TRY IT> Write out each entry once more so that it matches the original exactly.

DATA SHOWN>

PR #3810, opened 2016-09-15
[Horus] S.PORT to Lua passthrough

bsongis:


radio/src/targets/horus/board.cpp
```diff
@@ -89,11 +87,19 @@ void interrupt1ms()
   DEBUG_TIMER_START(debugTimerRotEnc);
   checkRotaryEncoder();
   DEBUG_TIMER_STOP(debugTimerRotEnc);
+
+#if defined(LUA)
+  if (telemetryProtocol == PROTOCOL_FRSKY_SPORT) {
+    if (telemetryFifo.last(-2) == 0x7E && telemetryFifo.last(-1) == outputTelemetryBufferTrigger) {
+      sportSendBuffer(outputTelemetryBuffer, outputTelemetryBufferSize);
```
bsongis: outputTelemetryBufferTrigger should be reset here, or the sportSendBuffer will be called every millisecond!

3djc: I have tested bith with 0x00 and 0x7E. Both work, but a new issue comes with this : if you loose telem (beeing too close for exemple), you do not get it back anymore

bsongis: Are you sure it's linked to this change? Hmm. perhaps because S.PORT doesn't return to RX mode (it stays in TX mode). I have to check this.

kilrah: Just to precise, it does NOT seem to be related to "normal" telemetry losses, I can have as many of those as I want without issues, the "crash" where you get "telemetry lost" and it won't recover without a reboot of the radio can happen at any distance (reproduced it in range check mode 10m away too).

bsongis: Are we sure we still receive telemetry? I remember having this bug, but the RX was completely silent because of a bug inside the S6R

3djc: Well,  keeping the power on S6R and just rebooting the radio does givem telemetry back

bsongis: Then ...

kilrah: I need to retry, but I think that when running a branch with these changes the same would happen also with an other receiver (X6R).

kilrah: Confirmed, not related to the S6R nor even a receiver in any way, the telemetry just hangs after a few minutes. If I power the radio on with no receiver powered, wait 5 minutes, then power up the receiver I have no telemetry.

bsongis: Do you use this branch?

DeepnineRC: I'm using OpenTX 2.2.0 RC5 (N357).

3djc:
I have tested both on the bench and inflight, with a production horus and S6R, seems to work flawlessly after the last change. It will not loose telem over time, and will recover it quickly if you loose it for too close proximity. The communcation does not get lost on a 30 min bench test with X6R as well.

DeepnineRC:
I would like to test it too, but i can't get the compiling stuff working.
I'm running opentx-horus-noheli-lua-massstorage-de

3djc:
I need to do more work on the scripts as well, so it is not ready yet for wide usage

radio/src/targets/horus/board.cpp
```diff
@@ -90,7 +90,7 @@ void interrupt1ms()
 
 #if defined(LUA)
   if (telemetryProtocol == PROTOCOL_FRSKY_SPORT && outputTelemetryBufferTrigger) {
-    if (telemetryFifo.last(-2) == 0x7E && telemetryFifo.last(-1) == outputTelemetryBufferTrigger) {
+    if (telemetryFifo.last(-2) == 0x7E && telemetryFifo.last(-1) == outputTelemetryBufferTrigger && outputTelemetryBufferSize > 0) {
```
bsongis: Right, but ```outputTelemetryBufferSize > 0``` could be tested before the fifo

bsongis:
👍

PR #3813, opened 2016-09-16
Update tts_de.py

rcbebo82:
Some more translations fixed.


radio/util/tts_de.py
```diff
@@ -11,31 +11,31 @@
...
 for i, (s, f) in enumerate([(u"Volt","volt0"),
                             (u"Ampere", "amp0"),
-                            (u"MilliAmpere", "mamp0"),
+                            (u"Milliampere", "mamp0"),
                             (u"Knoten", "knot0"),
                             (u"Meter pro sekunde", "mps0"),
                             (u"Fuss pro sekunde", "fps0"),
                             (u"Kilometer pro stunde", "kph0"),
-                            (u"Meilen pro Stunde", "mph0"),
+                            (u"Meile pro Stunde", "mph0"), (u"Meilen pro Stunde", "mph1"),
```
3djc: Adding plural values will not make them available. Currently, the code dealing with German only deals with plural for hours. If you need plural, then this need to be changes and all plural for units needs to be provided.

Also, you need to try those with PicoTTS under linux to listen to what is said, the way it sounds not always match proper spelling

bsongis:
I let others review this one, I am a noob in Deutsch

3djc:
The issue is not so much one of language than of deutch speech generation. If we want plural for some units, then it needs to be for all units

rcbebo82:
Well for Meile and Meilen we dont need this    necessarily in german. I think when anyone chooses german is would be very special if miles is choosen as unit.

PR #3816, opened 2016-09-16
Allow sdcard version change from cmake

3djc:
To increment sdcard.opentx.version, just increment SDCARD_REVISION in CMakeLists.txt (line is set(SDCARD_REVISION "0002"))


radio/src/targets/horus/CMakeLists.txt
```diff
@@ -26,6 +26,7 @@ set(RAMBACKUP YES)
 add_definitions(-DPCBHORUS -DPCBREV=${PCBREV} -DSTM32F429_439xx -DSDRAM -DCOLORLCD -DPPM_PIN_UART -DPPM_PIN_TIMER)
 add_definitions(-DEEPROM_VARIANT=0 -DAUDIO -DVOICE -DRTCLOCK)
 add_definitions(-DGPS_USART_BAUDRATE=${INTERNAL_GPS_BAUDRATE})
+add_definitions(-DREQUIRED_SDCARD_VERSION="${SDCARD_VERSION}")
```
bsongis: could be done in common/arm, no?

3djc: Indeed :)

bsongis:
Thanks!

WORKED SOLUTION>
PR #3810, opened 2016-09-15
[Horus] S.PORT to Lua passthrough

bsongis:


radio/src/targets/horus/board.cpp
```diff
@@ -89,11 +87,19 @@ void interrupt1ms()
   DEBUG_TIMER_START(debugTimerRotEnc);
   checkRotaryEncoder();
   DEBUG_TIMER_STOP(debugTimerRotEnc);
+
+#if defined(LUA)
+  if (telemetryProtocol == PROTOCOL_FRSKY_SPORT) {
+    if (telemetryFifo.last(-2) == 0x7E && telemetryFifo.last(-1) == outputTelemetryBufferTrigger) {
+      sportSendBuffer(outputTelemetryBuffer, outputTelemetryBufferSize);
```
bsongis: outputTelemetryBufferTrigger should be reset here, or the sportSendBuffer will be called every millisecond!

3djc: I have tested bith with 0x00 and 0x7E. Both work, but a new issue comes with this : if you loose telem (beeing too close for exemple), you do not get it back anymore

bsongis: Are you sure it's linked to this change? Hmm. perhaps because S.PORT doesn't return to RX mode (it stays in TX mode). I have to check this.

kilrah: Just to precise, it does NOT seem to be related to "normal" telemetry losses, I can have as many of those as I want without issues, the "crash" where you get "telemetry lost" and it won't recover without a reboot of the radio can happen at any distance (reproduced it in range check mode 10m away too).

bsongis: Are we sure we still receive telemetry? I remember having this bug, but the RX was completely silent because of a bug inside the S6R

3djc: Well,  keeping the power on S6R and just rebooting the radio does givem telemetry back

bsongis: Then ...

kilrah: I need to retry, but I think that when running a branch with these changes the same would happen also with an other receiver (X6R).

kilrah: Confirmed, not related to the S6R nor even a receiver in any way, the telemetry just hangs after a few minutes. If I power the radio on with no receiver powered, wait 5 minutes, then power up the receiver I have no telemetry.

bsongis: Do you use this branch?

DeepnineRC: I'm using OpenTX 2.2.0 RC5 (N357).

3djc:
I have tested both on the bench and inflight, with a production horus and S6R, seems to work flawlessly after the last change. It will not loose telem over time, and will recover it quickly if you loose it for too close proximity. The communcation does not get lost on a 30 min bench test with X6R as well.

DeepnineRC:
I would like to test it too, but i can't get the compiling stuff working.
I'm running opentx-horus-noheli-lua-massstorage-de

3djc:
I need to do more work on the scripts as well, so it is not ready yet for wide usage

radio/src/targets/horus/board.cpp
```diff
@@ -90,7 +90,7 @@ void interrupt1ms()
 
 #if defined(LUA)
   if (telemetryProtocol == PROTOCOL_FRSKY_SPORT && outputTelemetryBufferTrigger) {
-    if (telemetryFifo.last(-2) == 0x7E && telemetryFifo.last(-1) == outputTelemetryBufferTrigger) {
+    if (telemetryFifo.last(-2) == 0x7E && telemetryFifo.last(-1) == outputTelemetryBufferTrigger && outputTelemetryBufferSize > 0) {
```
bsongis: Right, but ```outputTelemetryBufferSize > 0``` could be tested before the fifo

bsongis:
👍

PR #3813, opened 2016-09-16
Update tts_de.py

rcbebo82:
Some more translations fixed.


radio/util/tts_de.py
```diff
@@ -11,31 +11,31 @@
...
 for i, (s, f) in enumerate([(u"Volt","volt0"),
                             (u"Ampere", "amp0"),
-                            (u"MilliAmpere", "mamp0"),
+                            (u"Milliampere", "mamp0"),
                             (u"Knoten", "knot0"),
                             (u"Meter pro sekunde", "mps0"),
                             (u"Fuss pro sekunde", "fps0"),
                             (u"Kilometer pro stunde", "kph0"),
-                            (u"Meilen pro Stunde", "mph0"),
+                            (u"Meile pro Stunde", "mph0"), (u"Meilen pro Stunde", "mph1"),
```
3djc: Adding plural values will not make them available. Currently, the code dealing with German only deals with plural for hours. If you need plural, then this need to be changes and all plural for units needs to be provided.

Also, you need to try those with PicoTTS under linux to listen to what is said, the way it sounds not always match proper spelling

bsongis:
I let others review this one, I am a noob in Deutsch

3djc:
The issue is not so much one of language than of deutch speech generation. If we want plural for some units, then it needs to be for all units

rcbebo82:
Well for Meile and Meilen we dont need this    necessarily in german. I think when anyone chooses german is would be very special if miles is choosen as unit.

PR #3816, opened 2016-09-16
Allow sdcard version change from cmake

3djc:
To increment sdcard.opentx.version, just increment SDCARD_REVISION in CMakeLists.txt (line is set(SDCARD_REVISION "0002"))


radio/src/targets/horus/CMakeLists.txt
```diff
@@ -26,6 +26,7 @@ set(RAMBACKUP YES)
 add_definitions(-DPCBHORUS -DPCBREV=${PCBREV} -DSTM32F429_439xx -DSDRAM -DCOLORLCD -DPPM_PIN_UART -DPPM_PIN_TIMER)
 add_definitions(-DEEPROM_VARIANT=0 -DAUDIO -DVOICE -DRTCLOCK)
 add_definitions(-DGPS_USART_BAUDRATE=${INTERNAL_GPS_BAUDRATE})
+add_definitions(-DREQUIRED_SDCARD_VERSION="${SDCARD_VERSION}")
```
bsongis: could be done in common/arm, no?

3djc: Indeed :)

bsongis:
Thanks!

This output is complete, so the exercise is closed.